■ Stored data

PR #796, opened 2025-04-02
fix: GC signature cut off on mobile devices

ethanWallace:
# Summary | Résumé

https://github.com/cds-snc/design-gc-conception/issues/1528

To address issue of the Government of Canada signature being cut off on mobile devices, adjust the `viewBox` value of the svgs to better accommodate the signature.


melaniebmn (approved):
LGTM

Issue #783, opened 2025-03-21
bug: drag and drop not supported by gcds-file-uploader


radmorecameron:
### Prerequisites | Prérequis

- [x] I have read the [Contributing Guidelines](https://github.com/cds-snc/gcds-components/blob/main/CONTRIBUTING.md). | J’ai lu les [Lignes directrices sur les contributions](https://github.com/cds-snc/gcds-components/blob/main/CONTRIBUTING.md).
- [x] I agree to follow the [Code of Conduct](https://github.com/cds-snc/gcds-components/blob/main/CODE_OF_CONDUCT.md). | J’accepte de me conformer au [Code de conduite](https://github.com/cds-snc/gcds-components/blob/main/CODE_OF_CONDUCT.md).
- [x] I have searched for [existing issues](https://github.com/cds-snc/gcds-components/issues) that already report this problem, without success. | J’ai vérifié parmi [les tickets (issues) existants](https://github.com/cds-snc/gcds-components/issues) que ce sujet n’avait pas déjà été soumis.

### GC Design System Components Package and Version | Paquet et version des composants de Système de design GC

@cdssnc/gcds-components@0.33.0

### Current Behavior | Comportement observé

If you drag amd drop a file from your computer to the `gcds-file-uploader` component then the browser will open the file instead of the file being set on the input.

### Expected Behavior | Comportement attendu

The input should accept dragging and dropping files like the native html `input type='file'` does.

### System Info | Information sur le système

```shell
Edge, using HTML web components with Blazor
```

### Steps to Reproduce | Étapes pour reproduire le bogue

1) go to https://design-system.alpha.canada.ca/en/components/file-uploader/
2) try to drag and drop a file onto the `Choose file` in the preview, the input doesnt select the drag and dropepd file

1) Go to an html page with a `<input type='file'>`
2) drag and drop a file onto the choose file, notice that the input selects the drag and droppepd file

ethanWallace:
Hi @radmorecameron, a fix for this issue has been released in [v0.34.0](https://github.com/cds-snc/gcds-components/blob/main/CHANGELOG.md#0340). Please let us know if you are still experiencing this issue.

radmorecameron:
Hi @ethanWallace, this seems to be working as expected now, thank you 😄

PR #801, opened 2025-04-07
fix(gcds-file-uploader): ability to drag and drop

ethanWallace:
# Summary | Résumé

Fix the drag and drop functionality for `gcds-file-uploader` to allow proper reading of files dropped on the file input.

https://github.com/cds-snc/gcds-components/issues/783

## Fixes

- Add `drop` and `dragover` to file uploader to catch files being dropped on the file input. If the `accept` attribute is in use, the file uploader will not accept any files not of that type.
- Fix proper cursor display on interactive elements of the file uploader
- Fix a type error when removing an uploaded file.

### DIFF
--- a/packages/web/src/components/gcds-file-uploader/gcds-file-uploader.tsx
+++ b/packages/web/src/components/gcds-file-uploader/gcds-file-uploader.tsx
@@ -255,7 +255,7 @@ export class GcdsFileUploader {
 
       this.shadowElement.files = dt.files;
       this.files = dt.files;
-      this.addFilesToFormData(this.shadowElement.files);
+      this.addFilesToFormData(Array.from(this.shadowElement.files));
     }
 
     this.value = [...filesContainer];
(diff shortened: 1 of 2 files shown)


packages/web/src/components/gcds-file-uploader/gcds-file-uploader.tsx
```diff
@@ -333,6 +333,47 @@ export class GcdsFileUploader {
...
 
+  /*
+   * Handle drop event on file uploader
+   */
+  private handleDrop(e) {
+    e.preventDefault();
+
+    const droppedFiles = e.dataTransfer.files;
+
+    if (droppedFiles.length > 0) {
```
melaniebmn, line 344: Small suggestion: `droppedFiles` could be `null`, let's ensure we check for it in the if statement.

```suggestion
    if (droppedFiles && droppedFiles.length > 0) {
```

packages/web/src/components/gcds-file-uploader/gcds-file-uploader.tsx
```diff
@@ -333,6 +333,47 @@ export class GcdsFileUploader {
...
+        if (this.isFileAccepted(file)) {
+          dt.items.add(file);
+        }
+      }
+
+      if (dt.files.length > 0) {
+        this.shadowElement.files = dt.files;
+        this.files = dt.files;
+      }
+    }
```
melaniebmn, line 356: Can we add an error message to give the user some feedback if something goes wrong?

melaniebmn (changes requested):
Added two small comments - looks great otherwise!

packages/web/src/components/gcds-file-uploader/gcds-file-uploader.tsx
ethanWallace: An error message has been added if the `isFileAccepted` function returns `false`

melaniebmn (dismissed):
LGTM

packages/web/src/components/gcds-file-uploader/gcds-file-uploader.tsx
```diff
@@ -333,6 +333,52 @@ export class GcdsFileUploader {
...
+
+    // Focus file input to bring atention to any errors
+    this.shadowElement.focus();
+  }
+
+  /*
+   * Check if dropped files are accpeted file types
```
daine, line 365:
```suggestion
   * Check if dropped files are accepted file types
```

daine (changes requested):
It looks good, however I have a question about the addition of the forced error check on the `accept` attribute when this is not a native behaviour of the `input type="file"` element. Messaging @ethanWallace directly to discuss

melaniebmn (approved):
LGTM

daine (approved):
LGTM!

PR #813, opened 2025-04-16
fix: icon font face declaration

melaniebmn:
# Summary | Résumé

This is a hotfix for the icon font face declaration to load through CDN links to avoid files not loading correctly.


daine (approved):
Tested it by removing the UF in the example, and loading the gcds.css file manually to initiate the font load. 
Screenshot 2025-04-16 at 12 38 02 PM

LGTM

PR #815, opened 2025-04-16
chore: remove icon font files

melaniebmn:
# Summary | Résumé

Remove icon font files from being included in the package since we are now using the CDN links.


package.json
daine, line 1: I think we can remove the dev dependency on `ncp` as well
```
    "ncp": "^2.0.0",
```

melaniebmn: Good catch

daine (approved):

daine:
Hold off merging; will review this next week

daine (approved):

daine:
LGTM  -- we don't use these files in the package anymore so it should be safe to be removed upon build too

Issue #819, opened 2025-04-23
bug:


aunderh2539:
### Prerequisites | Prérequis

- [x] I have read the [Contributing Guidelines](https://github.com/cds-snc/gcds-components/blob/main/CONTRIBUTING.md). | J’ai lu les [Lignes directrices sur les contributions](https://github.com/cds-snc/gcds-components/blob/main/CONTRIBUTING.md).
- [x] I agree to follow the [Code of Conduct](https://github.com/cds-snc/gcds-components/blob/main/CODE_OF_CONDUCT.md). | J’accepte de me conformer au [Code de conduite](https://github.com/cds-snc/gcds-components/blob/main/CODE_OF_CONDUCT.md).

■ TASK
Repeat all of the data exactly as given.

■ SOLUTION TO THIS TASK
PR #796, opened 2025-04-02
fix: GC signature cut off on mobile devices

ethanWallace:
# Summary | Résumé

https://github.com/cds-snc/design-gc-conception/issues/1528

To address issue of the Government of Canada signature being cut off on mobile devices, adjust the `viewBox` value of the svgs to better accommodate the signature.


melaniebmn (approved):
LGTM

Issue #783, opened 2025-03-21
bug: drag and drop not supported by gcds-file-uploader


radmorecameron:
### Prerequisites | Prérequis

- [x] I have read the [Contributing Guidelines](https://github.com/cds-snc/gcds-components/blob/main/CONTRIBUTING.md). | J’ai lu les [Lignes directrices sur les contributions](https://github.com/cds-snc/gcds-components/blob/main/CONTRIBUTING.md).
- [x] I agree to follow the [Code of Conduct](https://github.com/cds-snc/gcds-components/blob/main/CODE_OF_CONDUCT.md). | J’accepte de me conformer au [Code de conduite](https://github.com/cds-snc/gcds-components/blob/main/CODE_OF_CONDUCT.md).
- [x] I have searched for [existing issues](https://github.com/cds-snc/gcds-components/issues) that already report this problem, without success. | J’ai vérifié parmi [les tickets (issues) existants](https://github.com/cds-snc/gcds-components/issues) que ce sujet n’avait pas déjà été soumis.

### GC Design System Components Package and Version | Paquet et version des composants de Système de design GC

@cdssnc/gcds-components@0.33.0

### Current Behavior | Comportement observé

If you drag amd drop a file from your computer to the `gcds-file-uploader` component then the browser will open the file instead of the file being set on the input.

### Expected Behavior | Comportement attendu

The input should accept dragging and dropping files like the native html `input type='file'` does.

### System Info | Information sur le système

```shell
Edge, using HTML web components with Blazor
```

### Steps to Reproduce | Étapes pour reproduire le bogue

1) go to https://design-system.alpha.canada.ca/en/components/file-uploader/
2) try to drag and drop a file onto the `Choose file` in the preview, the input doesnt select the drag and dropepd file

1) Go to an html page with a `<input type='file'>`
2) drag and drop a file onto the choose file, notice that the input selects the drag and droppepd file

ethanWallace:
Hi @radmorecameron, a fix for this issue has been released in [v0.34.0](https://github.com/cds-snc/gcds-components/blob/main/CHANGELOG.md#0340). Please let us know if you are still experiencing this issue.

radmorecameron:
Hi @ethanWallace, this seems to be working as expected now, thank you 😄

PR #801, opened 2025-04-07
fix(gcds-file-uploader): ability to drag and drop

ethanWallace:
# Summary | Résumé

Fix the drag and drop functionality for `gcds-file-uploader` to allow proper reading of files dropped on the file input.

https://github.com/cds-snc/gcds-components/issues/783

## Fixes

- Add `drop` and `dragover` to file uploader to catch files being dropped on the file input. If the `accept` attribute is in use, the file uploader will not accept any files not of that type.
- Fix proper cursor display on interactive elements of the file uploader
- Fix a type error when removing an uploaded file.

### DIFF
--- a/packages/web/src/components/gcds-file-uploader/gcds-file-uploader.tsx
+++ b/packages/web/src/components/gcds-file-uploader/gcds-file-uploader.tsx
@@ -255,7 +255,7 @@ export class GcdsFileUploader {
 
       this.shadowElement.files = dt.files;
       this.files = dt.files;
-      this.addFilesToFormData(this.shadowElement.files);
+      this.addFilesToFormData(Array.from(this.shadowElement.files));
     }
 
     this.value = [...filesContainer];
(diff shortened: 1 of 2 files shown)


packages/web/src/components/gcds-file-uploader/gcds-file-uploader.tsx
```diff
@@ -333,6 +333,47 @@ export class GcdsFileUploader {
...
 
+  /*
+   * Handle drop event on file uploader
+   */
+  private handleDrop(e) {
+    e.preventDefault();
+
+    const droppedFiles = e.dataTransfer.files;
+
+    if (droppedFiles.length > 0) {
```
melaniebmn, line 344: Small suggestion: `droppedFiles` could be `null`, let's ensure we check for it in the if statement.

```suggestion
    if (droppedFiles && droppedFiles.length > 0) {
```

packages/web/src/components/gcds-file-uploader/gcds-file-uploader.tsx
```diff
@@ -333,6 +333,47 @@ export class GcdsFileUploader {
...
+        if (this.isFileAccepted(file)) {
+          dt.items.add(file);
+        }
+      }
+
+      if (dt.files.length > 0) {
+        this.shadowElement.files = dt.files;
+        this.files = dt.files;
+      }
+    }
```
melaniebmn, line 356: Can we add an error message to give the user some feedback if something goes wrong?

melaniebmn (changes requested):
Added two small comments - looks great otherwise!

packages/web/src/components/gcds-file-uploader/gcds-file-uploader.tsx
ethanWallace: An error message has been added if the `isFileAccepted` function returns `false`

melaniebmn (dismissed):
LGTM

packages/web/src/components/gcds-file-uploader/gcds-file-uploader.tsx
```diff
@@ -333,6 +333,52 @@ export class GcdsFileUploader {
...
+
+    // Focus file input to bring atention to any errors
+    this.shadowElement.focus();
+  }
+
+  /*
+   * Check if dropped files are accpeted file types
```
daine, line 365:
```suggestion
   * Check if dropped files are accepted file types
```

daine (changes requested):
It looks good, however I have a question about the addition of the forced error check on the `accept` attribute when this is not a native behaviour of the `input type="file"` element. Messaging @ethanWallace directly to discuss

melaniebmn (approved):
LGTM

daine (approved):
LGTM!

PR #813, opened 2025-04-16
fix: icon font face declaration

melaniebmn:
# Summary | Résumé

This is a hotfix for the icon font face declaration to load through CDN links to avoid files not loading correctly.


daine (approved):
Tested it by removing the UF in the example, and loading the gcds.css file manually to initiate the font load. 
Screenshot 2025-04-16 at 12 38 02 PM

LGTM

PR #815, opened 2025-04-16
chore: remove icon font files

melaniebmn:
# Summary | Résumé

Remove icon font files from being included in the package since we are now using the CDN links.


package.json
daine, line 1: I think we can remove the dev dependency on `ncp` as well
```
    "ncp": "^2.0.0",
```

melaniebmn: Good catch

daine (approved):

daine:
Hold off merging; will review this next week

daine (approved):

daine:
LGTM  -- we don't use these files in the package anymore so it should be safe to be removed upon build too

Issue #819, opened 2025-04-23
bug:


aunderh2539:
### Prerequisites | Prérequis

- [x] I have read the [Contributing Guidelines](https://github.com/cds-snc/gcds-components/blob/main/CONTRIBUTING.md). | J’ai lu les [Lignes directrices sur les contributions](https://github.com/cds-snc/gcds-components/blob/main/CONTRIBUTING.md).
- [x] I agree to follow the [Code of Conduct](https://github.com/cds-snc/gcds-components/blob/main/CODE_OF_CONDUCT.md). | J’accepte de me conformer au [Code de conduite](https://github.com/cds-snc/gcds-components/blob/main/CODE_OF_CONDUCT.md).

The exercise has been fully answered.